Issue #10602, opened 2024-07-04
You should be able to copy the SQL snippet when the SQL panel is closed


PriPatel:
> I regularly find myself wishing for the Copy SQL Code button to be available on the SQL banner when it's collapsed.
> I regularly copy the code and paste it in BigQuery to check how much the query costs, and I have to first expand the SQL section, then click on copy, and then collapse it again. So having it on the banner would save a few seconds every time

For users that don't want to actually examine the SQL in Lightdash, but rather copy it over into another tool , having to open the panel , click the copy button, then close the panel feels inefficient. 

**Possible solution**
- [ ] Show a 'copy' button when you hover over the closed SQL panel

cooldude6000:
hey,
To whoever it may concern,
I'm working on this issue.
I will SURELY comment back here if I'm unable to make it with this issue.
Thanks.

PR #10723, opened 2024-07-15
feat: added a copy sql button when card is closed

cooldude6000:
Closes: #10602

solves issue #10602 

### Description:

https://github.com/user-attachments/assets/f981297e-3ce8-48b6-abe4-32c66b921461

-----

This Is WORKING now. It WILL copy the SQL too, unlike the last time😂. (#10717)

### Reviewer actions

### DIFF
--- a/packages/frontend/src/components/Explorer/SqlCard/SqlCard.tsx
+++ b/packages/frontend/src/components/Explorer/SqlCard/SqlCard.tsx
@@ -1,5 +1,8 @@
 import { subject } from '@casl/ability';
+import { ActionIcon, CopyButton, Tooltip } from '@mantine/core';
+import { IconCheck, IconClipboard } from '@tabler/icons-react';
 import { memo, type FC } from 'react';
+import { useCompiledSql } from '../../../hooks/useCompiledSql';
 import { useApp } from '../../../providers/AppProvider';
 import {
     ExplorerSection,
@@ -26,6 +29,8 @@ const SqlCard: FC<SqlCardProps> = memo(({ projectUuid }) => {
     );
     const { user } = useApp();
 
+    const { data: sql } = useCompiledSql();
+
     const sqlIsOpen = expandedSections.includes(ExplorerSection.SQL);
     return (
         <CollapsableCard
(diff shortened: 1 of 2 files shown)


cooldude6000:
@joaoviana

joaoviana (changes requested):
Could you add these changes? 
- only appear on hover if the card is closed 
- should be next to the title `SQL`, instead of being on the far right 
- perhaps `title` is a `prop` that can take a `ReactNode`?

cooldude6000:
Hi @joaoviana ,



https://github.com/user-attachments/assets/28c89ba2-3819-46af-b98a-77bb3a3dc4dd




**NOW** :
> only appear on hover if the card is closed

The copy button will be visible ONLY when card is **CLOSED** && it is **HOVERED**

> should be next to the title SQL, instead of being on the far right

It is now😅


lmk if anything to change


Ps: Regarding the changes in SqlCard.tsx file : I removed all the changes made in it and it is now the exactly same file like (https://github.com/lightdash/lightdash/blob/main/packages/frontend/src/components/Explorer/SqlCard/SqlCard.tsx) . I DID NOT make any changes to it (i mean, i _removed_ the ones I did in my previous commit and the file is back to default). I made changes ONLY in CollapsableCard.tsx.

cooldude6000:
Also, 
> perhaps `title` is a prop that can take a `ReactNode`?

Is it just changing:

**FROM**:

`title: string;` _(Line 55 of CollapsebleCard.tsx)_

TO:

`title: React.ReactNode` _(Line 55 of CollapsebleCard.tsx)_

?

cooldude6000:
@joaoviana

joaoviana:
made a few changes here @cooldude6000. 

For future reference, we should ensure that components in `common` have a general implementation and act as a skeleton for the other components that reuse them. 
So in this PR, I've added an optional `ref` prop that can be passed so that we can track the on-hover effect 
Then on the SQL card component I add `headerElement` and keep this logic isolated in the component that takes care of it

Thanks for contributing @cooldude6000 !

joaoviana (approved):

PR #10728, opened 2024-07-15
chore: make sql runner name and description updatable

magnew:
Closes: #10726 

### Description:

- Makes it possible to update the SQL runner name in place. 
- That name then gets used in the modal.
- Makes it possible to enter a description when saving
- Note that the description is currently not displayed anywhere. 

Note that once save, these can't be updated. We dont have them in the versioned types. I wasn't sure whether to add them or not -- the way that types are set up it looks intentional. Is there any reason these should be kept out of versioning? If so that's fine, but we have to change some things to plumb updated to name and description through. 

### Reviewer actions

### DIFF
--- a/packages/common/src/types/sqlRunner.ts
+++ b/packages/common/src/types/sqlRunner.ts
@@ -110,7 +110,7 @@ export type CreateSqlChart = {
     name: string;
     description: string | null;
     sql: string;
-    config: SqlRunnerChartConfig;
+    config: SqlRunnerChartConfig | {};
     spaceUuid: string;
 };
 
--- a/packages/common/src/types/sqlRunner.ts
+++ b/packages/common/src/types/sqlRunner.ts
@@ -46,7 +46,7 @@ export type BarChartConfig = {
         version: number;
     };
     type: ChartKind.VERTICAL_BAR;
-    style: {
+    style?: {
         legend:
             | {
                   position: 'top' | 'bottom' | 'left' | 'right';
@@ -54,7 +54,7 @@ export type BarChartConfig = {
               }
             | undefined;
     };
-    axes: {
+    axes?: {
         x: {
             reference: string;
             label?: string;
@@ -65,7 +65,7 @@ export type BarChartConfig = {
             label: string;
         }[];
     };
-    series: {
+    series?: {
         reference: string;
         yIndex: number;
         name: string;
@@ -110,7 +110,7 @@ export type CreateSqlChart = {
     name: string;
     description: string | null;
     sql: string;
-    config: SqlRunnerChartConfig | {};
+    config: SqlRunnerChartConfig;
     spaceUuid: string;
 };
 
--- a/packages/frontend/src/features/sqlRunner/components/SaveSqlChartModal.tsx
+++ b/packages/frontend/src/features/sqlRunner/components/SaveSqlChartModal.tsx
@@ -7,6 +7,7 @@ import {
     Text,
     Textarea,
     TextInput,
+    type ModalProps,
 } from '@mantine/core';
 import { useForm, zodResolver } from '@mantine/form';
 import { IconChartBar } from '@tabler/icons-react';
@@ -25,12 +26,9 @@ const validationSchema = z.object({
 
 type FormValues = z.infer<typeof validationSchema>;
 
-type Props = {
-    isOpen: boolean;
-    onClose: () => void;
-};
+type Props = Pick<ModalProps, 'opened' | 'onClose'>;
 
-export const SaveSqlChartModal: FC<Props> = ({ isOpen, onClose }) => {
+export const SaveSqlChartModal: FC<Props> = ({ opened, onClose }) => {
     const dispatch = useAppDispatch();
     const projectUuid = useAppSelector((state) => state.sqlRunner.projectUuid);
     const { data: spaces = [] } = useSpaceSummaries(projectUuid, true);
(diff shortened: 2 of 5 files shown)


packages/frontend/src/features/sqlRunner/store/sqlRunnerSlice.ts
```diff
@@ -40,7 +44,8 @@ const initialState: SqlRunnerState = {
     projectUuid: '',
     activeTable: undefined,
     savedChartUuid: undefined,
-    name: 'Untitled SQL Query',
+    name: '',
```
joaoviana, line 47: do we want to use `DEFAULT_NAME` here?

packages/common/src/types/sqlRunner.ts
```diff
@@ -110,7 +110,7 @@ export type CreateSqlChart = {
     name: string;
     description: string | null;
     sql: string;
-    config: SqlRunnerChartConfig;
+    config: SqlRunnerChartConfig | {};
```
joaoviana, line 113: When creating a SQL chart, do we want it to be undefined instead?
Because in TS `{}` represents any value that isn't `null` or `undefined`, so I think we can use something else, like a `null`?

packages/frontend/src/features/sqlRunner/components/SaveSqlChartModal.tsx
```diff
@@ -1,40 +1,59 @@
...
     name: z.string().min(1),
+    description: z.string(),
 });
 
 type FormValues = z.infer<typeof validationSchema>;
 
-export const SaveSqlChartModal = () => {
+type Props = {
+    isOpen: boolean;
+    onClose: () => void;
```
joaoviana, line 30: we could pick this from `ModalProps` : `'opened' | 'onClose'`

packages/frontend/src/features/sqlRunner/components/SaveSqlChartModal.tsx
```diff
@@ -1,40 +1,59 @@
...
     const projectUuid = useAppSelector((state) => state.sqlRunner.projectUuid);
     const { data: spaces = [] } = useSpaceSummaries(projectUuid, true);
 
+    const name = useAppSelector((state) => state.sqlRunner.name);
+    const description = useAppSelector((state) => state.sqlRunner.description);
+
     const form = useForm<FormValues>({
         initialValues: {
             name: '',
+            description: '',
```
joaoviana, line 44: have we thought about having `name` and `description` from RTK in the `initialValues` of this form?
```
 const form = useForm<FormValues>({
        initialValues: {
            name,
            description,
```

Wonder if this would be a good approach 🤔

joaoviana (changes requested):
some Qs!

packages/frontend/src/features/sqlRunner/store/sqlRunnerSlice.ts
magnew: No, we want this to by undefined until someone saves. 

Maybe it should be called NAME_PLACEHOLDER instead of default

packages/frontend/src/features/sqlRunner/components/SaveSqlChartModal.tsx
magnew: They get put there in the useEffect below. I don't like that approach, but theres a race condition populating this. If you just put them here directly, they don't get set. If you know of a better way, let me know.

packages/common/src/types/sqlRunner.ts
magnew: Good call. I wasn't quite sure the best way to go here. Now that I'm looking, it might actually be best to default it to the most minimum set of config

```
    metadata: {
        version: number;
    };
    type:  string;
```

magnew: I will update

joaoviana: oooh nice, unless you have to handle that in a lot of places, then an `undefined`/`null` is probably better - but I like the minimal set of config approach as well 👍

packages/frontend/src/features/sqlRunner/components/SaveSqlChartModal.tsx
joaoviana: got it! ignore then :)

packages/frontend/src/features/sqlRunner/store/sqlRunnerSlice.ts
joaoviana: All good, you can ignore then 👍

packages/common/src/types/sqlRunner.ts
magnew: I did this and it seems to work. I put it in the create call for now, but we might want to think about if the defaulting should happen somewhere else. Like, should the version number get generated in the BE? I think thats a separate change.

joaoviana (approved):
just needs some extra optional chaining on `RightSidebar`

--

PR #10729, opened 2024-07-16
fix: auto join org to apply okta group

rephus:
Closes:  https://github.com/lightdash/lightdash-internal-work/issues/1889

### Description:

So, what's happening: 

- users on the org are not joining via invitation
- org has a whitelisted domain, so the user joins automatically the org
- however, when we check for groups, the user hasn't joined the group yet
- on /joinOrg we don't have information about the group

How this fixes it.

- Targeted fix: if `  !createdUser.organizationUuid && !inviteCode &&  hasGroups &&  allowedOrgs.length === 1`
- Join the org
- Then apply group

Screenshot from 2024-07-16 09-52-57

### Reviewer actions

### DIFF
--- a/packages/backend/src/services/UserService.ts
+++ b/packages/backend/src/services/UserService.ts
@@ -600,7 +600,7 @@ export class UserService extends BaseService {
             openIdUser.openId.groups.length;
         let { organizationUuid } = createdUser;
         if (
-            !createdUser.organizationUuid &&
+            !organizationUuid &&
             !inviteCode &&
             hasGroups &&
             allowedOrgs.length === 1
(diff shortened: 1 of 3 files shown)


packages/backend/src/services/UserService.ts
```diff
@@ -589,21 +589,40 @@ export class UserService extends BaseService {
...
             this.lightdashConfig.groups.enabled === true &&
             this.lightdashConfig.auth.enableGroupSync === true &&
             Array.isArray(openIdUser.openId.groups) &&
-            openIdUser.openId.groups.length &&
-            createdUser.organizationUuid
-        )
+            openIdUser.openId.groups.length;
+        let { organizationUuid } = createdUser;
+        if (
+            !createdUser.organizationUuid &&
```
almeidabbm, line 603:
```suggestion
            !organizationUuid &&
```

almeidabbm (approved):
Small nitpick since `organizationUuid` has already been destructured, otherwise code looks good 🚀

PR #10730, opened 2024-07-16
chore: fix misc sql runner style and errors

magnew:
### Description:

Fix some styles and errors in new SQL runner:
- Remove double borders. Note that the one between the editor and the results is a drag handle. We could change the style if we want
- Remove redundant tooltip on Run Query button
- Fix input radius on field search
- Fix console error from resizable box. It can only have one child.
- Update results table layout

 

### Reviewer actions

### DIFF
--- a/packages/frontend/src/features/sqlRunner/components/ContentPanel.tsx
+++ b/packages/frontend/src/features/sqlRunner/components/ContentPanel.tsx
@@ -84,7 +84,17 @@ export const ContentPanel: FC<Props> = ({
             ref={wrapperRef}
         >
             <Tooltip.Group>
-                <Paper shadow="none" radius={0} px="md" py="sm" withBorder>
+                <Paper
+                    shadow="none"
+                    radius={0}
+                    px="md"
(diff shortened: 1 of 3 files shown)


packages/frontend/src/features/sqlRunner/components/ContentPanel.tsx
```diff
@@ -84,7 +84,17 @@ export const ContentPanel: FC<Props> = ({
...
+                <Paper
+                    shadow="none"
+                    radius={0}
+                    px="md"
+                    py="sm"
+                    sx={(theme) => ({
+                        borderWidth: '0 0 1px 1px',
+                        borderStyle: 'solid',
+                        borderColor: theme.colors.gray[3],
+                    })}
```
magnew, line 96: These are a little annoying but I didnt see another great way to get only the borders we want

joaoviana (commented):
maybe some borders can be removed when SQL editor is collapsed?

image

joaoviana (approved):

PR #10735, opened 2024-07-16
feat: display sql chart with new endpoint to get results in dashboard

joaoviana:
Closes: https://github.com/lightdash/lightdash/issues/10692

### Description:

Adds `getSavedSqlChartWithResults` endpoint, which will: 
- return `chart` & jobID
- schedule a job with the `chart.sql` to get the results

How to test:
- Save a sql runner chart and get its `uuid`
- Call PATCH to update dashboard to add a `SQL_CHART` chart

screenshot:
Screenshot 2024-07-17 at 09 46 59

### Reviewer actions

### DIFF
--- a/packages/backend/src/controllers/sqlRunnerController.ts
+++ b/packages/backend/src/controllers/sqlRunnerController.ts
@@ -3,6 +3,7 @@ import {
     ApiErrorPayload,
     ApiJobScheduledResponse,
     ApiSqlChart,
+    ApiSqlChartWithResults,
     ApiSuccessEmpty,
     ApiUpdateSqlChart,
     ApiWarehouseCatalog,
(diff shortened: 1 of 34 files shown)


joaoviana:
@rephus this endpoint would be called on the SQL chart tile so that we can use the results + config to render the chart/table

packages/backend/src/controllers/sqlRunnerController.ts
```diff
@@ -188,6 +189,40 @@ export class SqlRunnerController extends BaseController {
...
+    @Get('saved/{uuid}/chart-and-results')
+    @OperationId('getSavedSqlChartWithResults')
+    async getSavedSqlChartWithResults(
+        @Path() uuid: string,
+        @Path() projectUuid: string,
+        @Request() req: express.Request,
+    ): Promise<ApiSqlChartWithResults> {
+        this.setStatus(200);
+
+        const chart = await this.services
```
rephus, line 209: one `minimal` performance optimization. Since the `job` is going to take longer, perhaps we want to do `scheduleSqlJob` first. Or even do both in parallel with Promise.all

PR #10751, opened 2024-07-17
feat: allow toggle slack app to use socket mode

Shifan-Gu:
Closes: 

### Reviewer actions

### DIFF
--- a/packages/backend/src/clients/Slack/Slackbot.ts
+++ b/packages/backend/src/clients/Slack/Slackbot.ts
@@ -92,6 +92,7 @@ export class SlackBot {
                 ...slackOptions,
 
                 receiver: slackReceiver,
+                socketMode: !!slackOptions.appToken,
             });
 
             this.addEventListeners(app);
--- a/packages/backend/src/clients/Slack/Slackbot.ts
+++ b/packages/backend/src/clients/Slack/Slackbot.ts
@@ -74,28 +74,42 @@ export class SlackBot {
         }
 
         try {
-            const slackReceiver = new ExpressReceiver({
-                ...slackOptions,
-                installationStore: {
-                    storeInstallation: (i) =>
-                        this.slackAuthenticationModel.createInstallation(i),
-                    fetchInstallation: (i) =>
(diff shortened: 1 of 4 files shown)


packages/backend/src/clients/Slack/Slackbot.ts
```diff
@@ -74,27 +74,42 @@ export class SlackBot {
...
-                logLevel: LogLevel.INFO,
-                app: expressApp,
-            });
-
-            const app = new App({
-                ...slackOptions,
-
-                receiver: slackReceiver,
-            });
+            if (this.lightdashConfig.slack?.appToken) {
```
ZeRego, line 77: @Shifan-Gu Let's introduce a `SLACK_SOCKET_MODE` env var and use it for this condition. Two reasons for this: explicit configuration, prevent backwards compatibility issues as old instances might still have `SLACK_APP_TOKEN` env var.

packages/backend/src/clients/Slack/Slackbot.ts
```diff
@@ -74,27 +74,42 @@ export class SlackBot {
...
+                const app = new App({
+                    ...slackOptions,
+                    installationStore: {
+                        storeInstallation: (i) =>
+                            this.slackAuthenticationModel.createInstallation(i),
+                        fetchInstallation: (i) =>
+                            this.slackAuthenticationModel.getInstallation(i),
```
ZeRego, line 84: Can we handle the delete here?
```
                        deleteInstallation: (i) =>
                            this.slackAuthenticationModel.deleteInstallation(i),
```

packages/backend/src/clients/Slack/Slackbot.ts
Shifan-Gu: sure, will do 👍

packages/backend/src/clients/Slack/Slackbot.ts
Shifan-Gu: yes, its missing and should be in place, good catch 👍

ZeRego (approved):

EXERCISE OBJECTIVE: In the records above, some lines hold the word "allowedOrgs"; copy each such line.

WRITTEN RESPONSE:
- Targeted fix: if `  !createdUser.organizationUuid && !inviteCode &&  hasGroups &&  allowedOrgs.length === 1`
             allowedOrgs.length === 1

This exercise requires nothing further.